By way of example, in some embodiments, an exemplary incident ticket description and corresponding unique signature is provided in Table A below:

TABLE A
Description SQLErrors Alert from ABCDE SERVER DB_Alert_C Polltime
            =Sunday - January 10 2016 08 19 06——Error=——Alert Value=Error ID
            11 Error # 99 Severity 99 State 99 Procedure usp_RecoverEOD
            Line 99 Msg Replication Down or Triggers Missing Time Jan 10
            2016 6 17AM——TrapNumber=1——TrapCount=1
Signature   sqlerrors usp recovered replication triggers missing

The knowledge module 204 derives a knowledge graph model based on the knowledge graph received from the learning module 203. The knowledge graph model may then be leveraged to infer right resolution code 209 for an incoming incident ticket 206 that may be executed for resolving the incoming incident ticket 206. The knowledge module 204 dynamically determines a signature for an incoming incident ticket 206 based on the problem type as obtained from the description of the incoming incident ticket 206. The knowledge module 204 then maps the signature with an existing unique signature using the knowledge graph model so as to determine the resolution code 209 to be applied for resolving the incident ticket 206. In some embodiments, the knowledge graph may be traversed to find a unique signature that matches with the signature of an incoming ticket so as to identify the resolution code, which is stored in the leaf node associated with the unique signature. Further, the knowledge module 204 renders the resolution code 209 to the incident ticket handling agent 207 via the output module 205. The incident ticket handling agent 207 executes the resolution code so as to resolve the incident ticket 206.

The signature of the incoming incident ticket 206 may be determined via a process similar to that of determining unique signature for a set of incident tickets. Thus, in some embodiments, the knowledge module 204 determines the signature for the incoming incident ticket 206 by pre-processing the descriptions of the incoming incident ticket 206, determining n-grams and corresponding weightages from the pre-processed description, and selecting one of the n-grams as the signature based on the assigned weightage.

In some embodiments, the knowledge module 204 may validate the resolution code 209 determined using the knowledge graph model with the help of a service team. For a negative validation (i.e., the resolution code not being relevant or accurate), the knowledge module 204 initiates a learning process based on intelligence gathered manual resolution of the incident ticket.
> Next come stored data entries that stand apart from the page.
PR #764, opened 2024-03-12
feat: Update common protos

jskeet:
I'm separating this from #763 as that's likely to take a little longer with the change to the ClientHelper approach.


jskeet:
(As it happens, the GAX changes for API versioning don't even need the common proto changes... it's the generator that needs both.)

amanda-tarafa (approved):

jskeet:
BEGIN_COMMIT_OVERRIDE
chore: update common protos
END_COMMIT_OVERRIDE

(This comment is to fix the release notes in #765 which shouldn't include common protos)

PR #766, opened 2024-03-12
chore: updating blunderbuss config for default assignee

shivgautam:


amanda-tarafa:
Closing, as we'll do this using a synced group. Thanks @shivgautam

The new incident ticket and the corresponding manual resolution may be provided to learning module 203 so as to update the repository and to update the knowledge graph. It should be noted that the incident ticket resulting in the negative validation is typically a new incident ticket unrelated to a plurality of past incident tickets and/or an incident ticket not having a mapped resolution. However, for a positive validation, the knowledge module 204 presents the determined resolution code to the incident ticket handling agent 207 via the output module 205.

It should be noted that the incident ticket resolution engine 200 may be implemented in programmable hardware devices such as programmable gate arrays, programmable array logic, programmable logic devices, and so forth. Alternatively, the incident ticket resolution engine 200 may be implemented in software for execution by various types of processors. An identified engine of executable code may, for instance, comprise one or more physical or logical blocks of computer instructions which may, for instance, be organized as an object, procedure, function, module, or other construct. Nevertheless, the executables of an identified engine need not be physically located together, but may comprise disparate instructions stored in different locations which, when joined logically together, comprise the engine and achieve the stated purpose of the engine. Indeed, an engine of executable code could be a single instruction, or many instructions, and may even be distributed over several different code segments, among different applications, and across several memory devices.

As will be appreciated by one skilled in the art, a variety of processes may be employed for determining a resolution for an incident ticket. For example, the exemplary system 100 and the associated incident ticket resolution engine 200 may determine relevant resolution for an incident ticket by the processes discussed herein. In particular, as will be appreciated by those of ordinary skill in the art, control logic and/or automated routines for performing the techniques and steps described herein may be implemented by the system 100 and the associated incident ticket resolution engine 200, either by hardware, software, or combinations of hardware and software. For example, suitable code may be accessed and executed by the one or more processors on the system 100 to perform some or all of the techniques described herein. Similarly, application specific integrated circuits (ASICs) configured to perform some or all of the processes described herein may be included in the one or more processors on the system 100.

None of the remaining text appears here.